(Collected data entries)
################

PR #21450, opened 2026-05-01
Planner changes to convert Predicates to Lucene QueryBuilder and insert Placeholder in Substrait

expani:
### Summary

   Enables the analytics plugin's coordinator-side planner to delegate filter predicates to a different backend than the one executing the operator. 

When a predicate like `MATCH(message, 'hello world')` can only be evaluated by Lucene but the filter operator runs on DataFusion, the framework now detects this mismatch during fragment conversion, serializes the predicate via the accepting backend, and replaces it with a delegated_predicate(annotationId) placeholder function in the Substrait plan sent to the data node.

This is the foundation for filter delegation — the mechanism that allows full-text search predicates (MATCH, MATCH_PHRASE, FUZZY, etc.) to coexist with columnar scan predicates in a single filter, each evaluated by the backend best suited for it.

### What this enables

   - Intra-operator delegation: predicates within a single filter operator can target different backends. The operator's backend is the delegator; predicates whose viable backend differs are delegated.
   - Per-function serialization: each backend registers serializers keyed by ScalarFunction. The Lucene backend's MATCH serializer produces MatchQueryBuilder bytes that the data node can deserialize and execute against the Lucene index.
   - Substrait-compatible placeholders: delegated_predicate(annotationId) is registered as a custom Substrait extension function, so Isthmus converts it cleanly. The boolean tree structure (AND/OR/NOT mixing native and delegated predicates) is preserved through to Substrait.
   - Delegated query transport: StagePlan carries a `Map<Integer, byte[]>` of serialized delegated queries alongside the Substrait plan bytes, keyed by annotation ID for data-node lookup. This makes the conversion easier on the 

###  Design decisions

   - Operators own their annotation removal: `stripAnnotations` accepts a `Function<OperatorAnnotation, RexNode>` resolver. Each operator walks its own internals (condition tree, project list, aggregate calls) and calls the resolver per annotation. The resolver decides native vs delegated — operators have zero delegation awareness.
   - Serializer anchoring: DelegatedPredicateSerializer is keyed by ScalarFunction on BackendCapabilityProvider, same pattern as ScalarFunctionAdapter. Adding a new delegatable function means registering one serializer — no framework changes.
   - Placeholder per annotation type: OperatorAnnotation.makePlaceholder() lets each annotation type produce the right placeholder shape (BOOLEAN for predicates, TBD for project/aggregate). Currently only AnnotatedPredicate implements it; others throw until needed.

###   What was tested

   - 6 delegation tagging tests covering single/mixed/AND/OR/NOT/interleaved boolean structures — verify placeholder replacement, delegated query counts, serialized function names
   - End-to-end test with real Lucene backend: MATCH predicate through marking → forking → fragment conversion → Substrait, with deserialized MatchQueryBuilder verified for field name and query text
   - Substrait structure tests: delegated_predicate function reference resolved from extension declarations, annotation IDs verified against delegated query map, AND/OR/NOT function names verified in proto

###   Not in this PR ( Will be Fast followups ) 

   - Transport serialization of delegatedQueries in FragmentExecutionRequest
   - Data node: deserialization, delegation bridge, Lucene query execution
   - Additional serializers (MATCH_PHRASE, FUZZY, WILDCARD, REGEXP, standard ops for performance delegation)
   - Same-backend combining (adjacent Lucene predicates → single BooleanQuery)


sandbox/plugins/analytics-engine/src/main/java/org/opensearch/analytics/exec/action/FragmentExecutionRequest.java
```diff
@@ -98,7 +98,7 @@ public ActionRequestValidationException validate() {
 
     /**
      * A single plan alternative: a backend ID paired with its serialized fragment bytes.
-     * Produced by {@code FragmentConversionDriver.convert()} using the backend's
+     * Produced by {@code FragmentConversionDriver.convertAll()} using the backend's
      * {@code FragmentConvertor}.
      */
```
mch2, line 103: Are we adding the map here to send to data nodes?

mch2 (approved):

sandbox/plugins/analytics-engine/src/main/java/org/opensearch/analytics/exec/action/FragmentExecutionRequest.java
expani: Yes in a follow up PR for data node execution.

sandbox/plugins/analytics-engine/src/main/java/org/opensearch/analytics/planner/dag/FragmentConversionDriver.java
```diff
@@ -65,16 +80,83 @@ private static void convertStage(Stage stage, CapabilityRegistry registry) {
...
+                    annotation.getAnnotationId(),
+                    function,
+                    operatorBackend,
+                    annotationBackend,
+                    serialized.length
+                );
+                if (result == null) {
+                    result = new HashMap<>();
+                }
+                result.put(annotation.getAnnotationId(), serialized);
```
vinaykpud, line 146: nit: currently i think it cannot happen, but it will be safer here to assert for duplicate annotationId.

vinaykpud (approved):

sandbox/libs/analytics-framework/src/main/java/org/opensearch/analytics/spi/DelegatedPredicateFunction.java
```diff
@@ -0,0 +1,57 @@
...
+
+/**
+ * Placeholder function for delegated predicates in the Calcite plan.
+ *
+ * <p>When a predicate is delegated to another backend (e.g., a MATCH_PHRASE predicate
+ * delegated from DataFusion to Lucene), the original expression is serialized and sent
+ * as opaque bytes. In the Calcite plan that goes to Isthmus/Substrait, the original
+ * expression is replaced with {@code delegated_predicate(annotationId)} — a function
+ * that always evaluates to TRUE and carries the annotation ID so the driving backend
+ * can look up the delegated query at execution time.
```
vinaykpud, line 30: the javadoc is slightly misleading, nothing in the code actually makes it return `TRUE`. Currently it's a Calcite SqlFunction with `ReturnTypes.BOOLEAN` as its return type.

So can you help me to understand here how its envisioned to execute at data node?

sandbox/plugins/analytics-engine/src/main/java/org/opensearch/analytics/planner/dag/FragmentConversionDriver.java
```diff
@@ -65,16 +80,83 @@ private static void convertStage(Stage stage, CapabilityRegistry registry) {
...
+        IntraOperatorDelegationBytes(CapabilityRegistry registry) {
+            this.registry = registry;
+        }
+
+        /**
+         * Creates an annotation resolver scoped to a specific operator. Compares each
+         * annotation's viable backend against the operator's backend: native annotations
+         * are unwrapped, delegated ones are serialized and replaced with a placeholder.
+         */
+        Function<OperatorAnnotation, RexNode> resolverFor(OpenSearchRelNode operator, RexBuilder rexBuilder) {
```
vinaykpud, line 107: All existing tests cover the happy path, can we cover these error path as well?

sandbox/libs/analytics-framework/src/main/java/org/opensearch/analytics/spi/DelegatedPredicateFunction.java
expani: This is just adding the placeholder function to match schema. 

In DataNode PR, we register a UDF that is hardcoded to return true and add it. This acts as a marker for the same.

sandbox/plugins/analytics-engine/src/main/java/org/opensearch/analytics/planner/dag/FragmentConversionDriver.java
expani: Added

sandbox/plugins/analytics-engine/src/main/java/org/opensearch/analytics/planner/dag/FragmentConversionDriver.java
expani: Yes Marking guarantees monotonically increasing IDs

################

Tally the lines in the records that contain "Calcite", then give only the tally.

3